Yes ive been in Will64's GTR , not test drove one yet, i have been to Westover in Bournemouth, but was hesitant to talk to me, although im 28 i have a baby face and look no older than 16-17.


----------



## MattGTR750 (Apr 26, 2012)

Lol you crack me up


----------



## deankenny (Feb 5, 2013)

MattGTR750 said:


> Lol you crack me up


I have that effect, now you can imagine when i go see a dealer lol

People pay millions to look young but i tell you its terrible!


----------



## Trevgtr (Dec 24, 2012)

deankenny said:


> That ones goes, at the same time this gets listed!!!
> 
> Nissan Gt-R 3.8 Black Edition 2dr Auto Sat Nav, Extended Warranty


Either it's got a problem or he's taken photo's with the bonnet not closed properly.

Don't know what your budget is Dean, but for less than an extra 20k you'd be looking at a 13 plate with 2k miles and more than 2 years manufacturers warranty remaining, even if it means taking a small loan.

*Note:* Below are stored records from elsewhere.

PR #3465, opened 2022-05-03
vendor: bump seccomp/libseccomp-golang to f33da4d

crazy-max:
fixes clang issue https://github.com/seccomp/libseccomp-golang/pull/90.

@thaJeztah there are other changes while vendoring it https://github.com/seccomp/libseccomp-golang/compare/3879420cc921...f33da4d89646. not sure about the impact of them on runc.

Signed-off-by: CrazyMax <crazy-max@users.noreply.github.com>


thaJeztah:
Looks like there's some uses of `libseccomp.ActKill` that need to be updated locally;

```
Error: SA1019: libseccomp.ActKill is deprecated: use ActKillThread  (staticcheck)
  Error: SA1019: libseccomp.ActKill is deprecated: use ActKillThread  (staticcheck)
  
  Error: issues found
```

libcontainer/seccomp/seccomp_linux.go
```diff
@@ -113,8 +113,8 @@ func InitSeccomp(config *configs.Seccomp) (int, error) {
 // Convert Libcontainer Action to Libseccomp ScmpAction
 func getAction(act configs.Action, errnoRet *uint) (libseccomp.ScmpAction, error) {
 	switch act {
-	case configs.Kill:
-		return libseccomp.ActKill, nil
+	case configs.Kill, configs.KillThread:
```
thaJeztah, line 116: Wondering if one of `configs.Kill` also should be deprecated on this side 🤔  (not for this PR, just thinking out loud?)

thaJeztah:
@crazy-max can you swap the order of the commits (assuming both `ActKillThread` and `ActKill` were present before updating; if not, then it's best to squash the commits to preserve git bisect. 😅

libcontainer/seccomp/seccomp_linux.go
kolyshkin: We have the same problem in libcontainer/config -- Kill and KillThread are two distinct constants. Guess it makes sense to deprecate the former.

thaJeztah: Yup; that was my thought as well

I'm ok doing that separately, but something we should probably do

kolyshkin: Oh well, it's a bit bigger than I thought; see https://github.com/opencontainers/runc/pull/3466

@crazy-max feel free to cherry-pick that commit to here.

I also think we should really deprecate ACT_KILL, but it should be done in the runtime-spec repo first.

crazy-max: @kolyshkin

> feel free to cherry-pick that commit to here.

done

kolyshkin (approved):
LGTM

kolyshkin:
@thaJeztah I see your LGTM, but you probably forgot to actually "Accept" the PR

thaJeztah (approved):
whoops! probably picked "comment" instead of "approve" 😂 

LGTM (for real this time)

crazy-max:
@thaJeztah @kolyshkin is there a milestone that includes this PR to fix the clang issue? cc @tonistiigi

PR #3468, opened 2022-05-04
Remove tun/tap from the default device rules

kolyshkin:
Looking through git blame, this was added by commit 9fac18329
aka "Initial commit of runc binary", most probably by mistake.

There's a black 13 plate on PH for 58.5k, can't go wrong at that price, but yes I know it's not white lol, but you could own it for at least 6 months with zero depreciation, and it might even have a service plan with it which saves a couple grand, plus nearly new tyres and brakes.


----------



## Trevgtr (Dec 24, 2012)

Just looked again, sorry it's not a 13 plate it's a Jan 13 62 plate, but still a good price.


----------



## deankenny (Feb 5, 2013)

Your right bonnet looks lopsided, what's others thoughts ?


----------



## Henry 145 (Jul 15, 2009)

deankenny said:


> Yes ive been in Will64's GTR , not test drove one yet, i have been to Westover in Bournemouth, but was hesitant to talk to me, although im 28 i have a baby face and look no older than 16-17.


Gerard looks about 12 and was probably so shocked to see a customer he ran away...from what I hear he is not selling many cars anymore


----------



## m33ufo (Nov 23, 2011)

Dean, just imho, but I think you'd benefit from posting less and using the time to get out and view some cars. It's the only way you're going to get a real feel for what constitutes a "proper" car. 

Who knows, you might even find one that meets your needs while you're browsing.


----------



## jason4656 (Jul 28, 2013)

> Finance isn't an issue you can pay it off and transfer him the balance but if your willing to spend £40k there are some great cars out there, your not far away from 2011 registered my10 cars.....


i think the cheapest 11 plate my11 cars ive seen were close to 48k so for some people an extra 10k wouldnt be much but to me it would be huge. You can definitely get a 10 plate car for low 40s but a lot of them are the same car anyway with the 10**** chassis number, you can find the odd 12**** chassis number also for low 40s but still around 45k mark the last one i found.

You definitely do just buy it when you see it and try it..have to have it syndrome lol I was tempted to buy silver and wrap it just so happens one of the only 2 colours i wanted grey came up and i bought it, still might get it wrapped though


----------



## bladerider (Jun 29, 2002)

The one in Lancashire is a stones throw from Rod bell - 30 miles at a guess and only probably 50 miles from Middlehursts.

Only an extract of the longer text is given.